TASK TO COMPLETE = Once you find the line containing "Issue #2152, opened 2023-08-24" in the data below, copy it and each following line exactly, up to and including the line containing "solution you'd like**", and nothing else.

[Stored data]
══════
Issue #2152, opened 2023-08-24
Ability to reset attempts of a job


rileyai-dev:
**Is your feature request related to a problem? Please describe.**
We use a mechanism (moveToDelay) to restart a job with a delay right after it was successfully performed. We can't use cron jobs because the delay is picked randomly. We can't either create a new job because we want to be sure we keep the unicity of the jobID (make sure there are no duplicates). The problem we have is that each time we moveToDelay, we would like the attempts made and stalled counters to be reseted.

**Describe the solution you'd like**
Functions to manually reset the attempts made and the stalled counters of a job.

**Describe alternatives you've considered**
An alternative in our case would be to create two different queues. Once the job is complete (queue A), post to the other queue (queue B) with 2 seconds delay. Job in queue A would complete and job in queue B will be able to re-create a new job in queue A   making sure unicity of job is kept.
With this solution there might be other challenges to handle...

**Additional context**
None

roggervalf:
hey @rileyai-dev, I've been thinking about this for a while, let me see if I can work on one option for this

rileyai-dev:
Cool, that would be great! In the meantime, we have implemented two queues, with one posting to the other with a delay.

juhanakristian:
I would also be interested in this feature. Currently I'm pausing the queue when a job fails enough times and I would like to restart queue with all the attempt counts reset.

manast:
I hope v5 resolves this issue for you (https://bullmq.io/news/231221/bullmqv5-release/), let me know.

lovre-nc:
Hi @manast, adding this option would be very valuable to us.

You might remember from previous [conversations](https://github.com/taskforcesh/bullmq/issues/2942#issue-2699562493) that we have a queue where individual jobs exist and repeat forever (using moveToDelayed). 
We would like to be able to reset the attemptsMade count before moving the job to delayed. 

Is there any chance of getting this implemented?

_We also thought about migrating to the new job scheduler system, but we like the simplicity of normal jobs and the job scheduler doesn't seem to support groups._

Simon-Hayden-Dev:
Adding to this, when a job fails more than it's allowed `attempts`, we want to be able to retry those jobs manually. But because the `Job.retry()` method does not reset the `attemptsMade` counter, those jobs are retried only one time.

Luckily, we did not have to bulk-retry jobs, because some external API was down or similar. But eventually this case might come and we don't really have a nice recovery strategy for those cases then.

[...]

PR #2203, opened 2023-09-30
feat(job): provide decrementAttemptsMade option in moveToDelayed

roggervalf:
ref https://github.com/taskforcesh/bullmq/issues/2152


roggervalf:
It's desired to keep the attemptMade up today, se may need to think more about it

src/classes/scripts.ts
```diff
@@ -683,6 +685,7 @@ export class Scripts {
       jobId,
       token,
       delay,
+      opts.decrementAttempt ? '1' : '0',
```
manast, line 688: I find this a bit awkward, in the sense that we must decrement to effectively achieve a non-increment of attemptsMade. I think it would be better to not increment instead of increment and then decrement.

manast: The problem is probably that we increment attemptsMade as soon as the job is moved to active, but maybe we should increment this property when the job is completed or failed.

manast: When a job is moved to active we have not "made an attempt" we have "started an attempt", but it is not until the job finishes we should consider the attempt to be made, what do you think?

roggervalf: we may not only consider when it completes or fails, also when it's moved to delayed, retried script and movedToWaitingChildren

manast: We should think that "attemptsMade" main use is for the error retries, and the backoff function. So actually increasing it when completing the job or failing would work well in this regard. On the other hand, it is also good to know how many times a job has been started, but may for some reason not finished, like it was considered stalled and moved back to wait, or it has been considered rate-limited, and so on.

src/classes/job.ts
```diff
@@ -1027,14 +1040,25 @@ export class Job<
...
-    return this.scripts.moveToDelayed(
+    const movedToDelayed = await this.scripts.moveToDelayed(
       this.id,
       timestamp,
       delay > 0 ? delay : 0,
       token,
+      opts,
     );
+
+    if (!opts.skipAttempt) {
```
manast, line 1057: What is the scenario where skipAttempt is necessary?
══════
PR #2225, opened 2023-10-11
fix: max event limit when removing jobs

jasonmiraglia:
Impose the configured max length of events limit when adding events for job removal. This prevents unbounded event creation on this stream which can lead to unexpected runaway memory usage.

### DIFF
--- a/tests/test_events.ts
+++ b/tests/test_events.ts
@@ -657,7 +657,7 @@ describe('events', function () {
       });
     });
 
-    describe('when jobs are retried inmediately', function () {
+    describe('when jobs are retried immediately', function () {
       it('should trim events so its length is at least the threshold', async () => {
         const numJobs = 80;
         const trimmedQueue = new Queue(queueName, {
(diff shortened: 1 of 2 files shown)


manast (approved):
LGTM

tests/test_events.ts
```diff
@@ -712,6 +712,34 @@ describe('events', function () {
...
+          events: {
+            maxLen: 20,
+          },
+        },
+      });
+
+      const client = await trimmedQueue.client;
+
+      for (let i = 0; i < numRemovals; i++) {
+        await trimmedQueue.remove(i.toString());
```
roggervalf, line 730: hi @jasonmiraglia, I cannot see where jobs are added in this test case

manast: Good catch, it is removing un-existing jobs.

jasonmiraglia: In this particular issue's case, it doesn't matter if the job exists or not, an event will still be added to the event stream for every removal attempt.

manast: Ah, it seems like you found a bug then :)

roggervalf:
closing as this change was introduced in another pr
══════
WRITTEN SOLUTION =
Issue #2152, opened 2023-08-24
Ability to reset attempts of a job


rileyai-dev:
**Is your feature request related to a problem? Please describe.**
We use a mechanism (moveToDelay) to restart a job with a delay right after it was successfully performed. We can't use cron jobs because the delay is picked randomly. We can't either create a new job because we want to be sure we keep the unicity of the jobID (make sure there are no duplicates). The problem we have is that each time we moveToDelay, we would like the attempts made and stalled counters to be reseted.

**Describe the solution you'd like**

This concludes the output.